◆ Activity: Check every line of the listing below for the word "should" and give the number of lines where it appears, with nothing added.

◆ Given entries:
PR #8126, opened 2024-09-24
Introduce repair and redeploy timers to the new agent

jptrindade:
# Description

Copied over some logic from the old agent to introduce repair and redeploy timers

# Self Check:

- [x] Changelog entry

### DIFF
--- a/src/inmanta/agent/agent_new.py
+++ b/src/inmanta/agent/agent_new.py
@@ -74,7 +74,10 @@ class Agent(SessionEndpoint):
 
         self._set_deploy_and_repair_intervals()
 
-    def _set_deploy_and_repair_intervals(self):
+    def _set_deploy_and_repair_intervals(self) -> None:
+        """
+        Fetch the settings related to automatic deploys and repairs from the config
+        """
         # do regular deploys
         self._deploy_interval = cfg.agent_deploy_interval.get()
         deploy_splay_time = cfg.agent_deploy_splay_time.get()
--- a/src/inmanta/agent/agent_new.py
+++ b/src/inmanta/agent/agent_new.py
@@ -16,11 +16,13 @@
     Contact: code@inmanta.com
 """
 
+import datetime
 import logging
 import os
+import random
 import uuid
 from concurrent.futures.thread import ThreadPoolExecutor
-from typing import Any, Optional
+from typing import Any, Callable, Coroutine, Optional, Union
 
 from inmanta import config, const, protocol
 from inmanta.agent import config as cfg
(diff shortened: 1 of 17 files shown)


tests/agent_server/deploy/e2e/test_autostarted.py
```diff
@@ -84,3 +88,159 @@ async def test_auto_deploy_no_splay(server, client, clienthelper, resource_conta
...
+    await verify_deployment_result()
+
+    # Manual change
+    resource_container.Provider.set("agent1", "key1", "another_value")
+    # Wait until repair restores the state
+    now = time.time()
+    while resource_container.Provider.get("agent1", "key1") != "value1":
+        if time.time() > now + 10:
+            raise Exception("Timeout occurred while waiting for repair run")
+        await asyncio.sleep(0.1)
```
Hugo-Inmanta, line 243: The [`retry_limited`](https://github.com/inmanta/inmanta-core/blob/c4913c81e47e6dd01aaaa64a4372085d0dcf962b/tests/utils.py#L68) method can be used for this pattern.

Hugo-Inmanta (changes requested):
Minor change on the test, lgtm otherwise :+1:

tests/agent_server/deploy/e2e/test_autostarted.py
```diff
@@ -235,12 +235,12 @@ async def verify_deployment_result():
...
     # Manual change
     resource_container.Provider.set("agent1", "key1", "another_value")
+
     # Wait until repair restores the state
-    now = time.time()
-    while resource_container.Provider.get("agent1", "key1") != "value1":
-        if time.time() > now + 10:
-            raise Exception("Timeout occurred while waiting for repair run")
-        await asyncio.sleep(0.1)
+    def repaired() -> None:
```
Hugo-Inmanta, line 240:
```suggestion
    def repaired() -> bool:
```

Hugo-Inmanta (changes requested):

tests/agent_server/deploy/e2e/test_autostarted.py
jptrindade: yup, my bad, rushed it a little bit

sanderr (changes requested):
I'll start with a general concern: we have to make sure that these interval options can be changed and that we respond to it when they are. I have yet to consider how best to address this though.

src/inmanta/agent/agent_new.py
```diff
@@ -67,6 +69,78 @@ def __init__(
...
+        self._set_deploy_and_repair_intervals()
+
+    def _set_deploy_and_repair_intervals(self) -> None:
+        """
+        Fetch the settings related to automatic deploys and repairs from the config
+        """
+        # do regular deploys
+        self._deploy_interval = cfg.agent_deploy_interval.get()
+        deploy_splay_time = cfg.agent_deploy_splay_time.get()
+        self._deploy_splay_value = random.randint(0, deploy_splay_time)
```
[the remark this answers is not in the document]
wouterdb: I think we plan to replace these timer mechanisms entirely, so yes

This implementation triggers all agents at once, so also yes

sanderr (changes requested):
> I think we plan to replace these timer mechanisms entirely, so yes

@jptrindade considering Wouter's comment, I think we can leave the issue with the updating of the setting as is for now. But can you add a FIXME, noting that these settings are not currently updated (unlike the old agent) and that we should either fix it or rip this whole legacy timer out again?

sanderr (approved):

---

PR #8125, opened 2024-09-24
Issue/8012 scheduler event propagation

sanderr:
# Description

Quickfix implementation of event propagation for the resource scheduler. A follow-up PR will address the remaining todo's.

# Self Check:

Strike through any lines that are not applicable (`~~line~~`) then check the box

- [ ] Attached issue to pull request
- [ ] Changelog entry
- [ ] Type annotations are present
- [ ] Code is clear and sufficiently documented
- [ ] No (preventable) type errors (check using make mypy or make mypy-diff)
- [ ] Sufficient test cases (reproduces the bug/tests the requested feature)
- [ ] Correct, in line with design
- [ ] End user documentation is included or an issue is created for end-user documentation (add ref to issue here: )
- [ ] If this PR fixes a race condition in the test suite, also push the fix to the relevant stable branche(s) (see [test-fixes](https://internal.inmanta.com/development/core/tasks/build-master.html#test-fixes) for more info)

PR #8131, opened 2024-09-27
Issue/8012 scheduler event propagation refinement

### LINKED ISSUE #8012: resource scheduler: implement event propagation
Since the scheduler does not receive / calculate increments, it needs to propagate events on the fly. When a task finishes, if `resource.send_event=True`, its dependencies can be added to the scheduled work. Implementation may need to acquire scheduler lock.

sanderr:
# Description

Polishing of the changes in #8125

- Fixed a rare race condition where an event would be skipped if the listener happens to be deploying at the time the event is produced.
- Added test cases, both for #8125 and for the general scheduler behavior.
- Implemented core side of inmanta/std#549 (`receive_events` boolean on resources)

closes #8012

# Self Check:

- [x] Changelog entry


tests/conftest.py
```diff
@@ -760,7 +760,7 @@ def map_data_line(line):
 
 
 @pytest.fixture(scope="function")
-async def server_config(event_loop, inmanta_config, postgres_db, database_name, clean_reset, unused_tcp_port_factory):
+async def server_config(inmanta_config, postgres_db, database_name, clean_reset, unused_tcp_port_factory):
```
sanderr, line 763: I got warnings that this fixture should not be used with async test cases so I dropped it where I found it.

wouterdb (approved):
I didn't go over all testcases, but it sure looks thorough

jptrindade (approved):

...

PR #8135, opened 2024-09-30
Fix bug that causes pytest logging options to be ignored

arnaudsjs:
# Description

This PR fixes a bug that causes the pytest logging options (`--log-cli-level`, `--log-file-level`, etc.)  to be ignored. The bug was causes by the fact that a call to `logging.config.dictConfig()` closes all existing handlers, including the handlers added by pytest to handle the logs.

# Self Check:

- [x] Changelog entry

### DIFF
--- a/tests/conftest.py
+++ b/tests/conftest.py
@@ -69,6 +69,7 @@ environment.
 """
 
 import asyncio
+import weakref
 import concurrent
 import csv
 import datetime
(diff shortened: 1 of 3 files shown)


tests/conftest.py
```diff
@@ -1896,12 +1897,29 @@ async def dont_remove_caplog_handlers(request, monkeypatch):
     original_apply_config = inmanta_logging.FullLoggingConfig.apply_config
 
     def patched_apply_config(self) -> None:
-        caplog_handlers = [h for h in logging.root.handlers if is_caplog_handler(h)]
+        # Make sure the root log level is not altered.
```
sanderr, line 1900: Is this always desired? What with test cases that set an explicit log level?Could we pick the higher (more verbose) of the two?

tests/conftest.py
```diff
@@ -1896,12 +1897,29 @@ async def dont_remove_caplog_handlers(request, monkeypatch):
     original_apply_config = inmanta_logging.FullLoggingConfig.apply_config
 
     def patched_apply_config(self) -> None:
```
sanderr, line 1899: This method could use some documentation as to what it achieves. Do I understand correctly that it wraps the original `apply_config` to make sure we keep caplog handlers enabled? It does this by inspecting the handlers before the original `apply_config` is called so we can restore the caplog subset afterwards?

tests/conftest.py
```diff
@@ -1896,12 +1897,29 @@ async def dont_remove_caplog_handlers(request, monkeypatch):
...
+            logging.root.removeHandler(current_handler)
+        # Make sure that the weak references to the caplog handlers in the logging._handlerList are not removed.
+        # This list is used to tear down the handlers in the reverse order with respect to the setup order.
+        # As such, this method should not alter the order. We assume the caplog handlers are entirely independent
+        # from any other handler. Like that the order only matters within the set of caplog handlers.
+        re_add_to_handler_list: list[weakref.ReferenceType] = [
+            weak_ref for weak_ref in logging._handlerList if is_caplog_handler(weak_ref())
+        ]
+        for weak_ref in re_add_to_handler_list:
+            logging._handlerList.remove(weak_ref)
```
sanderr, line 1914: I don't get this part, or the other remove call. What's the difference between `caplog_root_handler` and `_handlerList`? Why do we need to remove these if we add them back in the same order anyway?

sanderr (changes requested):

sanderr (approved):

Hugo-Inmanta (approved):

◆ Your solution: 3